沈母:“没钱了,所有的钱都给爸治病了。”

沈安白烦躁地说:“请律师的钱还是有的吧,那天就是个意外,要不是姜喃说话激我,我也不会做出那么冲动的事情。”

“我打听过了,姜喃受的伤很轻,就头皮上破了一个小小的口子,他也实在是太大惊小怪了,估计心里还在记恨我。”

沈母摇摇头:“喃喃不是那种人。

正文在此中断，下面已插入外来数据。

Issue #1849, opened 2020-05-29
Research if/how to test if a private key (which is marked as user presence required) written into the Secure Enclave can tested for existence without prompting for user presence check


hboon:
Referring to the flag `SecAccessControlCreateFlags.userPresence`.

The public-private key pair is created in `SecureEnclave.createPrivateKey`.

This will require a device (not simulator) with Touch ID or Face ID to verify.

Just a snippet will do. It doesn't have to be integrated into the code base.

hboon:
Bump.

vladyslav-iosdev:
> @vladyslav-iosdev Bump.

@hboon i researched but find nothing according this issue

hboon:
> @hboon i researched but find nothing according this issue

As in, it's probably not possible?

hboon:
Good news, I asked someone who said this:

> I can confirm. I have code that does SecItemCopyMatching to check if a key already exists and it doesn’t prompt for biometry until you actually call something like SecKeyCreateEncryptedData

Can you help to dig further? :)

vladyslav-iosdev:
> Good news, I asked someone who said this:
> 
> > I can confirm. I have code that does SecItemCopyMatching to check if a key already exists and it doesn’t prompt for biometry until you actually call something like SecKeyCreateEncryptedData
> 
> Can you help to dig further? :)

ok, i will check it

vladyslav-iosdev:
@hboon can you try with this piece of code:
```
public func contains(_ key: String) throws -> Bool {
        var query = options.query()
        query[AttributeAccount] = key
        query[UseAuthenticationUI] = UseAuthenticationUIFail
        
        let status = SecItemCopyMatching(query as CFDictionary, nil)
        switch status {
        case errSecSuccess, errSecInteractionNotAllowed:
            return true
        case errSecItemNotFound:
            return false
        default:
            throw securityError(status: status)
        }
    }
```
i found it here:
https://github.com/kishikawakatsumi/KeychainAccess/issues/159

hboon:
@vladyslav-iosdev thanks! Will try it out.

FYI. The painful part of this is, in order to be sure, I have wipe device, restore from iCloud back to verify the key is no longer there.

PR #2097, opened 2020-08-10
Add in a check if keys for all wallets are not accessible on startup #2048

### LINKED ISSUE #2048: Add in a check if keys for all wallets are not accessible on startup
Probably have to iterate this a few times. Ideally something like:

1. Launch (not resume) app
2. Check keys are accessible
3. Inform user and "probably" go to the create new wallet screen

This is a bit tricky because we want to make sure the keys are really not accessible anymore (due to migration to a new device).

Related to: #1849

vladyslav-iosdev:
Closes #2048, #1849

### DIFF
--- a/AlphaWallet/Accounts/ViewModels/AccountsViewController.swift
+++ b/AlphaWallet/Accounts/ViewModels/AccountsViewController.swift
@@ -108,9 +108,13 @@ class AccountsViewController: UIViewController {
 
     private func delete(account: Wallet) {
         navigationController?.displayLoading(text: R.string.localizable.deleting())
-        keystore.delete(wallet: account) { [weak self] result in
+        let result = keystore.delete(wallet: account)
+
+        DispatchQueue.main.asyncAfter(deadline: .now() + 0.4) { [weak self] in
             guard let strongSelf = self else { return }
+
             strongSelf.navigationController?.hideLoading()
+
             switch result {
             case .success:
                 strongSelf.fetch()
--- a/AlphaWallet/AppCoordinator.swift
+++ b/AlphaWallet/AppCoordinator.swift
@@ -82,12 +82,29 @@ class AppCoordinator: NSObject, Coordinator {
             }
         }
     }
+    //NOTE: This function is using to make sure that wallets in user defaults will be removed after restoring backup from iCloud. Realm files don't backup to iCloud but user defaults does backed up.
+    private func removeWalletsIfRealmFilesMissed() {
+        for wallet in keystore.wallets {
+            let migration = MigrationInitializer(account: wallet)
+
+            guard let path = migration.config.fileURL else { continue }
+
+            //NOTE: make sure realm files exists, if not then delete this wallets from user defaults.
+            if FileManager.default.fileExists(atPath: path.path) {
+                //no op
+            } else {
+                _ = keystore.delete(wallet: wallet)
+            }
+        }
+    }
 
     //This function exist to handle what we think is a rare (but hard to reproduce) occurrence that NSUserDefaults are not accessible for a short while during startup. If that happens, we delay the "launch" and check again. If the app is killed by the iOS launch time watchdog, so be it. Better than to let the user create a wallet and wipe the list of wallets and lose access
     private func startImpl() -> Bool {
         if hasRealmDatabasesForWallet && !keystore.hasWallets && !isRunningTests() {
             return false
         }
+
+        removeWalletsIfRealmFilesMissed()
 
         setupAnalytics()
         window.rootViewController = navigationController
@@ -98,7 +115,7 @@ class AppCoordinator: NSObject, Coordinator {
         resetToWelcomeScreen()
         setupAssetDefinitionStoreCoordinator()
         migrateToStoringRawPrivateKeysInKeychain()
-
+        
         if keystore.hasWallets {
             showTransactions(for: keystore.recentlyUsedWallet ?? keystore.wallets.first!)
         } else {
--- a/AlphaWallet/KeyManagement/EtherKeystore.swift
+++ b/AlphaWallet/KeyManagement/EtherKeystore.swift
@@ -52,7 +52,6 @@ open class EtherKeystore: Keystore {
     private let defaultKeychainAccessUserPresenceRequired: KeychainSwiftAccessOptions = .accessibleWhenUnlockedThisDeviceOnly(userPresenceRequired: true)
     private let defaultKeychainAccessUserPresenceNotRequired: KeychainSwiftAccessOptions = .accessibleWhenUnlockedThisDeviceOnly(userPresenceRequired: false)
     private let userDefaults: UserDefaults
-
     private var watchAddresses: [String] {
         set {
             let data = NSKeyedArchiver.archivedData(withRootObject: newValue)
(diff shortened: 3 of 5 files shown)


vladyslav-iosdev:
@hboon for me its not clear why do we need to paste it in MigrationInitializator.perform()
        i guess we need to perform it before we call
        if let wallet = keystore.recentlyUsedWallet ?? keystore.wallets.first, keystore.hasWallets {
            showTransactions(for: wallet)
        } else {
            resetToWelcomeScreen()
        }
        because wee need to remove unvailable wallets, and only then make decision what to do next. Or i mistake?

hboon:
> @hboon for me its not clear why do we need to paste it in MigrationInitializator.perform(). I guess we need to > perform it before we call.
> if let wallet = keystore.recentlyUsedWallet ?? keystore.wallets.first, keystore.hasWallets { showTransactions(for: > wallet) } else { resetToWelcomeScreen() }

The reason I suggested we put it in MigrationInitializer.perform() is so it it's easier to locate it. i.e. it is a kind of migration.

You are right, we should do it before this check ^. How about a static func in `MigrationInitializer`? It'll still be located there but called at the right place?

Also what about this? Simpler? :

> I just realised there's another way to fix the problem: since the Realm database files are not backed up too, when the app launch, run through the 3 lists of wallets and check if the Realm database file exist, if not, remove that wallet from the list).

vladyslav-iosdev:
Also i got a question, why do we call this function async? func `delete(wallet: Wallet, completion: @escaping (Result<Void, KeystoreError>) -> Void)` it called piece of code, `!UIApplication.shared.isProtectedDataAvailable` in background thread, but this one should be called only in main thread.

vladyslav-iosdev:
> @hboon for me its not clear why do we need to paste it in MigrationInitializator.perform(). I guess we need to > perform it before we call.
> if let wallet = keystore.recentlyUsedWallet ?? keystore.wallets.first, keystore.hasWallets { showTransactions(for: > wallet) } else { resetToWelcomeScreen() }
> 
> The reason I suggested we put it in MigrationInitializer.perform() is so it it's easier to locate it. i.e. it is a kind of migration.
> 
> You are right, we should do it before this check ^. How about a static func in MigrationInitializer? It'll still be located there but called at the right place?
> 
> Also what about this? Simpler? :
> 
> I just realised there's another way to fix the problem: since the Realm database files are not backed up too, when the app launch, run through the 3 lists of wallets and check if the Realm database file exist, if not, remove that wallet from the list).

yep, i realized that it's easier to implement.

hboon:
> Also i got a question, why do we call this function async? func `delete(wallet: Wallet, completion: @escaping (Result<Void, KeystoreError>) -> Void)` it called piece of code, `!UIApplication.shared.isProtectedDataAvailable` in background thread, but this one should be called only in main thread.

Do you mean why there is an async here in `EtherKeystore`?

```
    func delete(wallet: Wallet, completion: @escaping (Result<Void, KeystoreError>) -> Void) {
        DispatchQueue.global(qos: .userInitiated).async { [weak self] in
            guard let strongSelf = self else {
```

I don't know. We inherited that code :) My guess is the developer felt/thought that the deleting work takes a bit of time and didn't want to block the UI.

Where does it call `UIApplication.shared.isProtectedDataAvailable` though?

hboon:
> yep, i realized that it's easier to implement.

Ok, would you think about it a bit and implement it if it's good? But can you also verify that the Realm database is created immediately when the user create/import/watch a database? This is to guard against this flow:

1. Create wallet (are the Realm database files created immediately?)
2. Immediately kills app (or low battery and iOS kills it)
3. Launch app
4. New code checks that Realm database is not there, delete the wallet address from the list (and thus losing access to the key)

vladyslav-iosdev:
> Where does it call `UIApplication.shared.isProtectedDataAvailable` though?

it get called in `init` method
`(try? LegacyFileBasedKeystore(analyticsCoordinator: analyticsCoordinator))?.delete(wallet: wallet) `

hboon:
> > Where does it call `UIApplication.shared.isProtectedDataAvailable` though?
> 
> it get called in `init` method
> `(try? LegacyFileBasedKeystore(analyticsCoordinator: analyticsCoordinator))?.delete(wallet: wallet)`

Oh. That's no good. Calling `UIApplication.shared.isProtectedDataAvailable` on a background thread seems to be harmless for now although the main thread checker complains about it.. Maybe wrap this line with a  dispatch to main in a separate PR?

> `(try? LegacyFileBasedKeystore(analyticsCoordinator: analyticsCoordinator))?.delete(wallet: wallet)`

Not the best approach, but `LegacyFileBasedKeystore` shouldn't matter much anymore since we have moved away from storing them that way for more than a year:

```
$ gl -S 'LegacyFileBasedKeystore'
commit 1e6a51b7feba2a401cf0cf56a0192d1a97a469ca
Date:   2019-07-04 16:29:35 +0800

    Support HD wallets, only using account 0, as well as raw private keys 
```

vladyslav-iosdev:
> Oh. That's no good. Calling `UIApplication.shared.isProtectedDataAvailable` on a background thread seems to be harmless for now although the main thread checker complains about it.. Maybe wrap this line with a dispatch to main in a separate PR?
> 
> > `(try? LegacyFileBasedKeystore(analyticsCoordinator: analyticsCoordinator))?.delete(wallet: wallet)`
> 
> Not the best approach, but `LegacyFileBasedKeystore` shouldn't matter much anymore since we have moved away from storing them that way for more than a year:

i guess it will not be a problem if we will create wallet/delete wallet in main instead of background thread. (backround thread improve nothing here, as i understand)

hboon:
> i guess it will not be a problem if we will create wallet/delete wallet in main instead of background thread. (backround thread improve nothing here, as i understand)

Hmm.. makes sense. Try? Remember not to change anything else. This is delicate.

vladyslav-iosdev:
> > i guess it will not be a problem if we will create wallet/delete wallet in main instead of background thread. (backround thread improve nothing here, as i understand)
> 
> Hmm.. makes sense. Try? Remember not to change anything else. This is delicate.

yep, ok! u know i just checked it, and found that creating wallet sync cause not a big issue, (but anyway, its issue), that wallet creates too fast now, and we don't see creating wallet indicator. adding here some delay make no sence because. Does it make sence create wallet sync instead of async?

hboon:
> Does it make sence create wallet sync instead of async?

No. Since we show that green success overlay upon creation, we don't need the creating wallet indicator if it's fast and synchronous (or if it's async and still fast).

vladyslav-iosdev:
> No. Since we show that green success overlay upon creation, we don't need the creating wallet indicator if it's fast and synchronous (or if it's async and still fast).

ok, i didn't touch it, and left as it is.

hboon:
Pushed after rebase master.

hboon (approved):

hboon:
@James-Sangalli this looks good to me, Would you help to take a look at this too? This describes the problem: https://github.com/AlphaWallet/alpha-wallet-ios/issues/2048#issuecomment-671774855

hboon:
@James-Sangalli bump

hboon:
Rebased master before doing a check again, to be sure.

”

她的声音一如既往地温柔,但是语气很肯定。

这句话仿佛一根针,直接插在了沈安白岌岌可危的自尊心上。

他一口气直接呛在了嗓子眼里:“你是什么意思?你是觉得姜喃不会干出冤枉我的事情,我能干出拿石头砸他的事情?”

沈母脸色苍白,没有说话。

沈安白:“你为什么不说话啊?”

“被我说中了吧?如果可以的话,你是不是更希望姜喃变成你的儿子?你到现在,心里都偏向他,明明我才是你的孩子,你为什么总是向着他啊?”

沈母:“我不是向着他,我就是单纯觉得喃喃不是那种人。”

沈安白胸膛上下起伏着:“现在是我和他有矛盾,你要是觉得他不是那种人,那我不就是那个犯错的人吗?”

沈安白脸上带着恶意:“你就算再爱他,他现在已经有自己的爸爸妈妈了,你的爱不值一提,他根本不在乎你。”

沈母浑身都在抖:“不值一提就不值一提吧,反正是我对不起他。”

沈安白有一瞬间怀疑自己的耳朵:“你对不起他?难不成就对得起我吗?”

沈母:“我哪里对不起你了?我和你爸虽然挣钱不多,但是供你吃供你穿,供你上学,让你吃的穿的都体体面面的,哪里对不起你了?”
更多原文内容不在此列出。